In [18]:
# ===========================================================
# PROBABILITY AND STATISTICS WITH PYTHON (DETAILED TUTORIAL)
# ===========================================================
# This tutorial covers:
# 1. Dependent and Independent Events
# 2. Conditional Probability with a Contingency Table
# 3. Bayes’s Theorem
# 4. Random Variables & Continuous Distributions
# 5. Central Limit Theorem (CLT)
#
# We will use two libraries:
# numpy  → for numbers, random experiments, and math
# pandas → for tables (like Excel data handling)
# ===========================================================


# ===========================================================
# PART 1: EVENT DEPENDENCE AND INDEPENDENCE
# ===========================================================
import numpy as np   # "numpy" helps us with numbers and random generation

# 🎲 THEORY:
# When rolling a fair dice, all six outcomes {1,2,3,4,5,6} are equally likely.

# - Event A: "Dice A shows a number greater than 3" → {4,5,6}
#   Total possible outcomes = 6.
#   Favorable outcomes for A = 3 (numbers 4, 5, 6).
#   So theoretically, P(A) = 3/6 = 0.5
# - Event B: "Dice B shows an even number" → {2,4,6}
#   So theoretically, P(B) = 3/6 = 0.5
# - Event A ∩ B: "Dice A > 3 AND Dice B is even"
#   Since dice are independent, probability = 0.5 * 0.5 = 0.25

# # np.random.randint(1, 7, 1000) → generate 1000 random integers between 1 and 6
A = np.random.randint(1, 7, 1000)   # Dice A rolls
B = np.random.randint(1, 7, 1000)   # Dice B rolls

# Compute probabilities using proportions
P_A = np.mean(A > 3)                         # Should be close to 0.5
P_B = np.mean(B % 2 == 0)                    # Should be close to 0.5
P_A_and_B = np.mean((A > 3) & (B % 2 == 0))  # Should be close to 0.25
P_A_given_B = P_A_and_B / P_B                # Should be close to 0.5

# Print results
print("P(A):", P_A)                # Expected ≈ 0.50
print("P(B):", P_B)                # Expected ≈ 0.50
print("P(A ∩ B):", P_A_and_B)      # Expected ≈ 0.25
print("P(A | B):", P_A_given_B)    # Expected ≈ 0.50

# Check independence: P(A ∩ B) ?= P(A) * P(B)
independent = np.isclose(P_A_and_B, P_A * P_B)
print("Are A and B independent?", independent)

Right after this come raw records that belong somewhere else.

PR #1216, opened 2026-09-22
Coverage: show the judge the real model surface, and what the questions mean

jswir:
Stacked on #1210 (`jswir/storefront-eval-tour`), because it needs that set as its oracle. Retarget to `main` once #1210 lands.

Coverage was wrong in the direction that flatters the model. On the storefront tour set it **passed one of the two questions the arm actually got wrong**, and flagged four that passed. A coverage number that misses real gaps is worse than no coverage number, because a failure it passed reads as the agent's fault.

Two causes, measured separately. Neither is "the judge is bad at this".

## It could not see fields the model does not declare

A Malloy source exposes every column of its table, so `products.retail_price` and `customers.signup_date` appear nowhere in the `.malloy` and are fully queryable. The judge is handed source **text**, so it called both absent and returned `COVERAGE` on two questions the model answers.

It now also gets the compiled field list over REST, with the split stated: the text is the authority on what is **documented**, the list on what **exists**, and undocumented is not absent. A `--model` run has no compiled model to ask and now says so, rather than implying the text is the whole surface.

## It did not know what the questions mean

*"How many customers do we have?"* is a coin toss between 974 and 1,000 until you know the business counts the **943** it has delivered to. Not knowing, the judge picked a reading and passed the question — the exact case the set was built to catch.

`set.json` now carries the three conventions this set is asked under, and the prompt states they are definitions rather than readings the judge may substitute its own for.

## Measured

Same model, same 12 cases, before → after:

| | before | after |
|---|---|---|
| real failures caught | 1/2 | **2/2** |
| false gaps | 4 | 5 |
| agrees with the arm | 7/12 | 7/12 |

The error direction that matters is fixed. The headline fell from 58% to 42% because more cases are called gaps, which is why the headline is not the thing to read.

Case by case: `customer-count-basis` ok → CONVENTION (right), `peak-month` AMBIGUOUS → ok (right), `net-sales` CONVENTION → ok (right), and three customer questions ok → CONVENTION (wrong).

## The open question, left open on purpose

Those three regressions are one cause, and it is not the judge's. The convention as written — *a customer is someone delivered to* — is a **global** definition, so a judge holding it reasonably applies it to every customer question. **This set's goldens do not.** `orders-per-customer` is derived over the 974 who ordered, not the 943 delivered to.

So either the convention is global and several goldens are inconsistent with it, or it is scoped to the counting question and conventions need per-case scoping. On the first reading coverage is right and the set is wrong. That is a decision about the set, not something to patch here.

## Not in scope

The capability half of the original diagnosis — letting coverage probe with `get_context`/`execute_query` instead of reasoning from a static dump — is untouched. Worth deciding after this, since the surface fix may have already removed most of what probing would have bought.


girishjeswani:
The coverage work is good and worth saying why first: the accuracy direction is the conservative one on the error that matters. The compiled surface removes false `MISSING` while the prompt still refuses to promote on existence alone (`undocumented is not MISSING`), and the conventions half removes false `MODELLED`, which is the dangerous direction. The `MISSING`/`RULE_UNWRITTEN` split is a reclassification rather than a downgrade — both stay in `FAIL_VERDICTS`, so the headline percentage does not move. The parse-don't-hardcode vocabulary chain works end to end: deleting a row from `eval-diagnose/SKILL.md` fails `diagnose_test`. And reporting the unflattering numbers (false gaps 4 to 5, headline 58% to 42%) alongside the good ones makes the rest of the table easier to trust.

Three things to fix.

## 1. `--verify-figures` cannot work as written

`verify_goldens.py:646` calls `run` without `--output-format stream-json --verbose`. `run_cli` builds its `text` return only from stdout lines that start with `{`, parse as JSON, and carry `type == "assistant"` — its docstring opens "Run one stream-json `claude -p` command". Without those flags `claude -p` emits prose, no line parses, and `text` is `""` on every call. So `body` is never a dict and every figure lands on `verdict="unverifiable", why="the checker returned no readable JSON"`.

Reproduced end to end with a fake `claude` on `PATH`, calling `verify_figures(case, a)` with `run=None` so it takes the real path: the agent returned a valid `contradicted` verdict carrying a query and rows, and the function returned `unverifiable`. Adding the two flags and re-running gave `contradicted, computed: 43`. `check_coverage.py:426-427` already passes them, so the fix is closing that asymmetry:

```python
reply = run(["claude", "-p", prompt, "--model", a.figure_model,
             "--output-format", "stream-json", "--verbose"],
            cwd=None, timeout=300)
```

Two things make it worse than a no-op. `no_events` is `not events`, and with no stream-json `events` is always empty, so every figure burns the full `retries=2` — 3 attempts and 20s+40s of backoff. On the shipped storefront set that is 11 figures to 33 agent calls and about 11 minutes, against a `--help` that promises one call per figure. And `verify()` at `:1174-1187` is an if/else, so passing the flag *replaces* `criteria_figure_findings` rather than adding to it: turning it on today removes a working warning and substitutes a message with the same information content.

**Why the tests miss it:** all five inject `run=lambda...` returning a plain `str`, so `_reply_text`'s tuple branch — the only branch production takes — is never exercised. The docstring ("returns a tuple on the CLI path and a string when stubbed") shows the shapes were known to diverge; what went unnoticed is that the CLI path yields an empty string. One test driving `verify_figures` through the real `run_cli` with a fake `claude` on `PATH` would catch it and stop the class recurring.

**While you are in there:** `_reply_text` (`:660-664`) picks the first non-empty string in the tuple, and `run_cli` returns `(events, text, stderr, attempts, wall)`. When `text` is empty it falls through to **stderr** — `_reply_text(([], '', 'timeout after 300s', 3, 12.0))` returns `'timeout after 300s'`, which then goes to the JSON scanner as if it were the agent's reply. Harmless today since stderr rarely holds JSON, but `_, text, *_ = reply` removes the hazard.

## 2. The rename stops short of four live sites

Commit 2 says the prompt "had been left holding both vocabularies at once, which teaches a judge neither". That is exactly right, and the same condition now exists across the skill files agents are served over MCP:

- `eval-answer/SKILL.md:148` — "`COVERAGE`, `AMBIGUOUS`, `NO-DISAMBIG` and `CONVENTION` mean there exactly what they mean here", now false in three of four names, and describing the file this PR rewrites
- `eval-answer/SKILL.md:201` — "manufactures `COVERAGE` verdicts"
- `eval-report/SKILL.md:306-307` — a paragraph defining `CONVENTION` and `NO-DISAMBIG` as the labels a report should use
- `eval-diagnose/SKILL.md:351` — in this PR's own file

`test_the_prompt_carries_no_retired_code` is the right shape for this; extending that absence check across `skills/**/SKILL.md` would stop it recurring, and is cheap.

Related: `verify_goldens.py:331`'s cause-code regex still lists only retired names, so it will silently miss `RULE_UNWRITTEN` and `MISSING` — worth checking whether that one is load-bearing. And the `NO-DISAMBIG` to `AMBIGUOUS` merge leaves historical ledger diagnoses referencing a code no table defines.

## 3. The wiring is unmutation-covered

Making `judge_case` stop passing `surface` and `conventions` entirely leaves the suite green. So does `main()` never calling `compiled_surface()`, `main()` never reading `set.json` conventions, and dropping `UNDERSPECIFIED` from `FAIL_VERDICTS` (which would silently change the denominator). The pure functions are well guarded; the integration that makes the feature real is not. One test driving `main()` with a temp `set.json` and a stubbed `compiled_entities` would close all four.

`rule_kind` is in the same position: the commit message makes the `unstated`-vs-`guessable` distinction the consequential one, and recording `guessable` instead of `unstated`, or dropping the field, both survive.

## Smaller

**`conventions` is undocumented.** `eval-import/reference/case-format.md:27` enumerates the legal `set.json` fields and was not updated, so an author writing a new set has no way to learn it exists. The per-convention scope sentence is load-bearing — your own open question shows what happens when scoping is wrong — but nothing validates that one is present.

**A degraded run is indistinguishable from a normal one.** `main():750-756` swallows a `compiled_surface` failure to `surface = ""` with a stderr warning. In `--publisher` mode, which is the mode that has a compiled model, a transient REST failure quietly reverts to the old less accurate behaviour and the run JSON records nothing. Worth putting in the artifact.

**Two titles over-claim.** `test_conventions_are_scoped_to_the_questions_that_use_them` asserts two substrings exist in the prompt; scoping is a judge property the test cannot reach (the docstring is honest, the title is not). The `CompiledSurface` docstring says "the judge is shown the fields", where the tests establish that `compiled_surface()` formats a dict.

**Pre-existing, but you are on the line:** `diagnose_test.py:63-66` carries its own defeat in the message — "if it was renamed this test needs the new name". Deriving the code from `skill_codes()` would make it a real guard.

Deletion audit came back clean: every removed assertion in `check_coverage_test.py` has a stronger-or-equal replacement, and the placeholder-set one got strengthened. DCO on all three commits, bundle in sync, no description budgets touched.

jswir:
Thanks, all addressed in `734332a8`..`53c05249`. Two things you didn't flag turned out to be worse than what you did, so those first.

## Two more bugs

**`--verify-figures` never ran at all.** `main()` parsed the flag but never passed it to `verify()`, which builds its own `Namespace`. So `getattr(a, "verify_figures", False)` was always `False`, and your stream-json fix alone would still have done nothing. Now plumbed through, and a test drives `main()` to prove the flag reaches the check.

**Six of this PR's tests never ran in CI.** `CompiledSurface` and `ConventionsInThePrompt` sat below `unittest.main()` in `check_coverage_test.py`. CI runs each file as a script, so the process exited before those classes were defined: 54 tests in CI, 60 under `-m unittest`. Moved the guard, and `test:skills-python` now loads each file with `python3 -m unittest` so a misplaced guard can't hide tests again. Every other file gives the same count either way.

## 1. `--verify-figures`

- Added `--output-format stream-json --verbose`, as you said.
- Also added `--allowedTools Bash(curl:*)`. The prompt tells the checker to query with curl, and a headless `claude -p` call is denied any Bash it wasn't granted, so a fake `claude` can't catch this one.
- Also `--strict-mcp-config`, so account connectors can't answer from other data, and `retry_when=no_text, retries=1`, since this checker is instrumentation.
- The reply is read from `run_cli`'s text slot only (`_, text, stderr, _, _ = run(...)`). `_reply_text` is gone, so stderr can't reach the JSON scanner.
- A verdict outside `confirmed`/`contradicted`/`unverifiable`, or a `confirmed` with no query, is now recorded as `unverifiable`.
- Stubs now return `run_cli`'s tuple, not a bare string. One test runs the real `run_cli` against a fake `claude` on `PATH` and asserts the flags. Taking the stream-json flags out fails it.
- The if/else in `verify()` stays. With the check working, each non-confirmed figure becomes its own finding, which carries more than the old warning did.

## 2. Rename

- Fixed all four sites you listed. Also fixed the prescriptive parts of `coverage-limits.md` and `definition-ledger.md`, and two stale `COVERAGE` mentions in `check_coverage.py`.
- The measured tables in `coverage-limits.md` keep the names they were taken under, with a note mapping old to new.
- `test_no_skill_teaches_a_retired_code` fails on any backticked retired code in any `SKILL.md`.
- The `verify_goldens.py:331` regex is load-bearing: it decides where a rubric's rejecting clause starts, so a rubric written with the new names had its trap figure read as asserted-right. It now lists `RULE_UNWRITTEN` and `MISSING` too, keeping the old names that existing rubrics still use. Tested.
- Historical ledger codes: nothing validates old issue events, only new output. So `ledger-schema.md` now says how to read a retired `primary_code`. I kept the mapping out of eval-diagnose's table on purpose, because a row there would make the retired codes valid again.

## 3. Wiring

`MainWiring` drives `main()` with a temp set, a stubbed REST read and a stubbed judge. I put each of these back into the code one at a time, and each makes a test fail:

- `judge_case` dropping the surface
- `judge_case` dropping the conventions
- `main()` skipping `compiled_surface()`
- `main()` skipping the conventions
- `UNDERSPECIFIED` removed from `FAIL_VERDICTS`
- `rule_kind` defaulting to `guessable`
- `rule_kind` dropped

## Smaller

- **`conventions`** is documented in `eval-import/reference/case-format.md`, with the "Applies to questions that ..." scope sentence. `check_coverage` warns about a convention without one. It can't check that the prose is right, only that a scope is stated.
- **Degraded runs:** the `--out` report records `compiledSurface` (`read`, `failed: <reason>`, `empty: ...`, or `not read: --model ...`) and the conventions the judge was shown.
- **Titles:** renamed to `test_the_prompt_tells_the_judge_conventions_are_scoped`, with a docstring saying judge obedience is out of reach. The `CompiledSurface` docstring now says what it checks and points at `MainWiring` for the rest.
- **`diagnose_test.py:63-66`** reads its codes from `skill_codes()`.

## Run locally on malloy-samples

Built from this branch, with ecommerce and ecommerce-truth on separate servers:

- **`check_coverage --publisher`, all 49 ecommerce cases:** 41% (20/49), `compiledSurface: read`. Agrees with the hand labels on 39/49, against 32/49 in the earlier measurement in `coverage-limits.md` (not a checker score, but it moved the right way).
- **`--verify-figures`** on a scratch copy of the set with two criteria notes. "168,063 customer accounts" came back `confirmed` with `run: users -> { aggregate: n is count() }`. "2,900 returned lines" came back `WRONG, computed 2672`, with its query. That took about 33s. The previous head, on the same data, ignored the flag and printed only the old warning.
- **Conventions:** the scope warning fired on an unscoped one. One mixed result, from single samples: the judge applied a scoped "sold" definition to "distinct products sold" (`RULE_UNWRITTEN`, `arbitrary`), but not to "units sold in 2022", which it also governs. That's the judge property no test here can reach, so I'm noting it rather than claiming it's fixed.

`main` merged in (the bundle was the only conflict, regenerated). 918 Python and 315 skills tests pass locally.

girishjeswani (approved):
Approving. All three findings fixed, and both bugs you found yourself are worse than what I raised — the flag never reaching `verify()` meant my stream-json fix alone would have changed nothing, and six of this PR's own tests never executing in CI is the kind of thing that makes a green suite meaningless.

Verified by running rather than reading:

- **The hidden tests reproduce exactly.** At `044c9dba`, `check_coverage_test.py` gives 54 as a script and 60 as a module; at head both are 68. The `package.json` runner change is the right structural remedy, since it makes the guard's position stop mattering.
- **Flag plumbing and stream-json**, both mutation-proven: removing `verify_figures_flag=args.verify_figures` fails `test_the_flag_reaches_the_figure_check`, and removing the two flags fails the real-`run_cli` test — which takes 20.6s, so it genuinely exercises the retry path rather than short-circuiting. The fake `claude` branching on `if 'stream-json' not in sys.argv` and printing prose reproduces the actual failure mode, which is better than an argv assertion.
- **`_reply_text` is gone** and the positional destructure matches `run_cli`'s 5-tuple. `no_text` is the right predicate for instrumentation and its docstring already draws that distinction.
- **All seven wiring mutations fail**, re-run independently. Zero survivors. `MainWiring` driving the real `main()` with stubbed REST and judge is a genuine harness, not a unit stub.
- **The rename is complete.** Every `SKILL.md` is clean, and each remaining retired code is legitimately retained: the mapping note, the measured tables governed by it, the `ledger-schema.md` historical explanation, the back-compat entries in `_CODE_MARK`. `"COVERAGE & RETRIEVAL"` in the report heading is unrelated vocabulary. Adding a backticked retired code to a `SKILL.md` fails the new guard.

**The `:358` regex was genuinely load-bearing**, and I reproduced the misread rather than taking it on trust. With a rubric reading `The answer is 168,063 customers. Using order_items (2,672,111) is RULE_UNWRITTEN.`, the old list made `accepting_clause()` treat the whole rubric as accepting and emit a spurious "rubric asserts 2,672,111 as right"; with the new codes added the clause cuts correctly and the finding disappears. Keeping the retired names alongside is right, since existing rubrics still use them.

One correction, non-blocking.

**"Every other file gives the same count either way" is not quite true.** I swept all 22 `skills/**/*_test.py` both ways at head and two still differ:

```
verify_goldens_test.py   script=124  module=128
run_baseline_test.py     script=169  module=175
```

Same cause — the guard sits above `HeldGoldensAreNotReDerived` / `ANotQueryableKeyNamesItsRootSource` at `verify_goldens_test.py:1196`, and above `NarrowedRebuildKeepsTheLedger` / `PersistedStubIsTheResult` at `run_baseline_test.py:1673`. Both are pre-existing on `main`, not yours, and all 10 rescued tests pass, so your `package.json` change genuinely covers them and CI is correct now. Worth moving the two guards so the script path agrees too, or splitting them out as a `main` fix — either is defensible.

Two smaller notes.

# WHY OUTPUT LOOKS LIKE THIS:
# Since dice rolls are random but fair:
#   - About half the numbers on A will be >3
#   - About half the numbers on B will be even
#   - About a quarter of the rolls will satisfy BOTH
# Small deviations occur because we used 1000 rolls (simulation).



P(A): 0.531
P(B): 0.502
P(A ∩ B): 0.261
P(A | B): 0.5199203187250996
Are A and B independent? False


In [1]:
# ===========================================================
# PART 2: CONDITIONAL PROBABILITY WITH A CONTINGENCY TABLE
# ===========================================================
import pandas as pd   # pandas is for structured data

# THEORY:
# Suppose we record results of students in Math & English.
# A contingency table organizes joint outcomes.
#
# Example table:
#                       Passed Math   Failed Math
# Passed English             30            20
# Failed English             10            40
#
# - Total students who passed English = 30+20 = 50
# - Among them, 30 passed Math.
# So, P(Passed Math | Passed English) = 30/50 = 0.6

data = {
    'Passed Math': [30, 10],
    'Failed Math': [20, 40]
}
table = pd.DataFrame(data, index=['Passed English', 'Failed English'])
print(table)

# Calculate conditional probability
P_PM_PE = table.loc['Passed English', 'Passed Math'] / table.loc['Passed English'].sum()
print("P(Passed Math | Passed English):", P_PM_PE)   # Expected = 0.6

# WHY OUTPUT LOOKS LIKE THIS:
# Because out of 50 students who passed English,
# 30 also passed Math → probability = 30/50 = 0.6



                Passed Math  Failed Math
Passed English           30           20
Failed English           10           40
P(Passed Math | Passed English): 0.6


In [20]:
# ===========================================================
# PART 3: BAYES’S THEOREM EXAMPLE
# ===========================================================
# # Bayes' theorem reverses conditional probabilities.
#
# Example: Spam detection test.
# - 1% of emails are spam (P(Spam) = 0.01)
# - Test detects spam correctly 99% of the time
# - Test gives false alarm 5% of the time for non-spam
#
# Question: If a test is POSITIVE, what is P(Spam | Positive)?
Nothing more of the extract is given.